Considering Legal Privileges in the Cybersecurity Context

Posted by

Any organization that is cognizant of its cybersecurity obligations faces a fundamental problem: the greater the effort to increase security, the greater the number of documents generated, memorializing those efforts. Those documents could be discoverable in the event of litigation.

The law of privilege in the context of pre-breach planning, including application of the attorney-client relationship to third-party technology vendors and security engineers, remains largely uncharted. The thought leaders at The Sedona Conference are taking steps to help frame the dialogue and set the stage for development of decisional law in the area of privilege. The Sedona Conference working group 11 on data security and privacy liability (WG11) has released its draft “Commentary on Attorney-Client Privilege and Work-Product Protection in Cybersecurity Context.” While there is no established law on the topic, WG11 aptly outlines the established contours of privilege law, and provides a thoughtful discussion of the growing potential applications for such privilege in the cyber context:

  • Pre-breach assessments of the organization’s information security posture (e.g., technical and gap assessments) 
  • Tabletop exercise handbooks and results 
  • Internal audit reports 
  • Reports to third parties (e.g., clients or insurers) 
  • Post-hoc analyses of prior incidents
  • Forensic investigation of the breach 
  • Draft information security policies and procedures 
  • Communications with vendors and public relations firms.

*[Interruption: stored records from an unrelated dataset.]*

PR #5583, opened 2021-11-11
feat(infra): Use test containers for running tests

dabbeg:
Issue: https://app.zenhub.com/workspaces/2021-q4-6144bf40d43cf9001036abef/issues/island-is/infrastructure/921

## What

Stop using docker-compose to run external services for tests, instead manage the containers with [testcontainers](https://www.npmjs.com/package/testcontainers) library.

## Why

To reduce boilerplate in services, simplify the dev experience and last but not least save some precious ci time.

## Checklist:


apps/reference-backend/docker-compose.yml
```diff
@@ -2,7 +2,7 @@ version: '3.3'
 
 services:
   db_reference_backend:
-    image: public.ecr.aws/bitnami/postgresql:11.12.0
+    image: postgres:11.12-alpine
```
sindrig, line 5: this might cause us problems with pull limits from dockerhub

scripts/ci/30_test.sh
```diff
@@ -25,11 +25,40 @@ if [ -f "$PROJECT_ROOT"/"$APP_HOME"/docker-compose.ci.yml ]; then
...
+  # Running postgres
+  docker run \
+    --rm \
+    --detach \
+    --publish 5432 \
+    --name "$CONTAINER_NAME" \
+    --env POSTGRES_NAME=test_db \
+    --env POSTGRES_USER=test_db \
+    --env POSTGRES_PASSWORD=test_db \
+    "postgres:11.12-alpine"
```
sindrig, line 55: ditto

apps/reference-backend/docker-compose.yml
dabbeg: Reverted back to bitnami

sindrig (approved):
LGTM

Rikkiabb (approved):
👌

darrikonn (changes requested):
Awesome work!
Nice improvements.

I believe there's one thing missing. If you take a look at the new test setup for Nest.js apps (`libs/testing/nest`), it exposes couple of hooks. One noticeable hook (which relates to your PR) is the `useDatabase` hook.
Can you add a support for testcontainers to that hook as well?
This would be in the `extend` section of the default export. It could call your `startPostgres` function and `stopPostres` in the teardown 🙏

dabbeg:
> Awesome work! Nice improvements.
> 
> I believe there's one thing missing. If you take a look at the new test setup for Nest.js apps (`libs/testing/nest`), it exposes couple of hooks. One noticeable hook (which relates to your PR) is the `useDatabase` hook. Can you add a support for testcontainers to that hook as well? This would be in the `extend` section of the default export. It could call your `startPostgres` function and `stopPostres` in the teardown pray

Thanks :)

Nice! I wasn't aware of this library, it would be nice to refactor the other services to use it so its existence is more visible (This PR is big enough, so I will leave that for some other lucky person).

But it seems the `useDatabase` hook is run for every spec file, that would mean postgres container for every spec file, so I think this will need to be separate. The `startPostgres` and `stopPostgres` are called from jests globalSetup and globalTeardown functions which run only once for all spec files.

darrikonn:
"that would mean postgres container for every spec file"
Yeah, this was previously raised and afaicr @pshomov was keen on that.

Petar, can you give your input on this as well?

libs/testing/containers/src/lib/testing-containers.ts
```diff
@@ -0,0 +1,39 @@
+import { GenericContainer, StartedTestContainer, Wait } from 'testcontainers'
+
+declare global {
+  // eslint-disable-next-line @typescript-eslint/no-namespace
+  namespace NodeJS {
+    interface Global {
+      __CONTAINER_POSTGRES__: StartedTestContainer
```
pshomov, line 7: Please enlighten me, what is this beauty for? 🧐

pshomov (approved):
Love it.

pshomov:
> "that would mean postgres container for every spec file" Yeah, this was previously raised and afaicr @pshomov was keen on that.
> 
> Petar, can you give your input on this as well?

I mean we are transitioning to using this tech which I believe has better DX than the docker-compose setup we had this far. I think we can take this further in some next step to start experimenting a bit more with not having this with the global* approach but I do agree that this PR goes far enough.

libs/testing/containers/src/lib/testing-containers.ts
dabbeg: To be able to access the container created in globalSetup in the globalTeardown function, I save a reference to the container in the global scope. 
[https://jestjs.io/docs/configuration#globalsetup-string](https://jestjs.io/docs/configuration#globalsetup-string)

dabbeg: As I write this I realize it is unnecessary to have it in the global scope. I can just place it at the top of this file as the variable is only used in this file.

arnorhs (approved):
LGTM

Snojo (approved):

apps/services/user-profile/docker-compose.yml
```diff
@@ -0,0 +1,17 @@
...
+    image: public.ecr.aws/bitnami/postgresql:11.12.0
+    container_name: db_user_profile
+    networks:
+      - local
+    environment:
+      - POSTGRES_DB=dev_db
+      - POSTGRES_USER=dev_db
+      - POSTGRES_PASSWORD=dev_db
+    ports:
+      - 5437:5432
```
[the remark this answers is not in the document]
dabbeg: Yes

valurefugl (approved):

darrikonn (approved):
LGTM

kksteini (approved):

PR #5588, opened 2021-11-11
feat(service-endorsement-api): Helper function checks if user has admin scope to access locked Lists 

alexandradilja:
Helper function in the service layer, checks if user has admin scope. With admin scope user can view adminLocked Lists.
Get lists by tags and get single lists endpoints use this helper function to determine if they should query after locked lists as well. Get single List is used by both endorsementListById and access guard, therefor those functions send the authenticated users into the function.

## Checklist:


rafnarnason (approved):
LGTM

kksteini (approved):
LGTM

thordurhhh (approved):
Service-portal LGTM.

PR #5886, opened 2021-12-07
chore(auth): Add new scopes to our clients

eirikurn:
## What

Add new scopes to our clients.

## Why

To minimize disruption during the next release. This way, signed in users will already have access tokens with the scopes they need when we deploy new UIs and APIs which check for those scopes.

## Checklist:


thordurhhh (approved):
LGTM

PR #5887, opened 2021-12-07
chore(judicial-system): Move from uncontrolled inputs to controlled inputs

oddsson:
# Move from uncontrolled inputs to controlled inputs

https://app.asana.com/0/1199153462262248/1201423192590376/f

## What

Stop using uncontrolled inputs, i.e. inputs that use defaultValues, and start using controlled inputs, i.e. inputs that use value. 

## Why

This is in response to a regression in #5818. That implementation creates the following flow in our application.

- Pages are rendered with a default case, most of which is undefined.
- The actual case is fetched.
- The page re-renders with the new case.

This introduces an issue with defaultValue, because defaultValue does not change with updated state and this fact broke our autofill functionality.

## Checklist:


gudjong (commented):
I noticed the following:
- Selects are still using defaultValue.
- RulingStepTwo / RulingStepTwoForm use defaultValue in the courtEndTime field.

Not sure if the above is wrong.

oddsson:
I've fixed the default value in Select but not the courtEndTime field. I think that works as intended because we are not autofilling these fields. I've created a task to move over to value instead of defaultValue in these fields (https://app.asana.com/0/1199153462262248/1201473256874575/f).

gudjong (approved):

PR #5888, opened 2021-12-07
fix(fa): Updates env variables

Rikkiabb:
Updates env varibles for clients base url

Environments are already updated.


MargretFinnboga (approved):
✅ 🍾

dabbeg (approved):
:balloon:

PR #5889, opened 2021-12-07
fix(public-debt-payment-plan): Info screen for users that have no debts

bensijons:
# Info screen for users that have no debts

https://app.clickup.com/t/1mugzfj

## What

Info screen for users that have no debts, so that users can't continue with the application.

## Why

Requested after testing

## Screenshots / Gifs

image

## Checklist:


libs/application/templates/public-debt-payment-plan/src/lib/paymentPlanUtils.ts
```diff
@@ -14,6 +15,11 @@ export const prerequisitesFailed = (data: ExternalData) => {
     | PaymentScheduleConditions
     | undefined
 
+    const debts = (data as PaymentPlanExternalData)
+    .paymentPlanPrerequisites?.data?.debts as PaymentScheduleDebts[]
+
+    console.log('debts', debts)
```
sigruntg, line 21: console.log

sigruntg (changes requested):
Looks great, just remove the console.log

libs/application/templates/public-debt-payment-plan/src/lib/paymentPlanUtils.ts
Thorrik58, line 21: Console.log
```suggestion
```

Thorrik58 (changes requested):
LGTM apart from the console log. There is a small thing that bugs me and that is that the application will stay listed when the prerequisites fail (that you have a debt) and we might want to keep the application unlisted until that prerequisite passes. 
We are doing this with the health insurance application but it is a bigger feature if we want to go that route. Just a thought.

sigruntg (approved):

Thorrik58 (approved):

PR #5891, opened 2021-12-07
fix(api): Adding nullable true for resolve fields in auth domain.

saevarma:
## What

Fields can be null if no result is found in NationalRegistry, or the service is offline.

## Why

Missing nullable config for GQL schema.

## Screenshots / Gifs

## Checklist:


eirikurn (approved):
May need to address some clientside typescript issues.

The inclusion of outside counsel in pre-breach planning, as well as incident response, remains an important step in establishing and protecting the attorney-client privilege. However, as pre-breach cybersecurity assumes its place among standard business operations, the inclusion of in-house counsel and third-party vendors may place strain on traditional notions of the attorney-client relationship. While this area of law develops, organizations are well advised to set parameters for addressing cybersecurity issues, and, like all potential litigants, to avoid generation of unnecessary documents and communications that could be subject to discovery.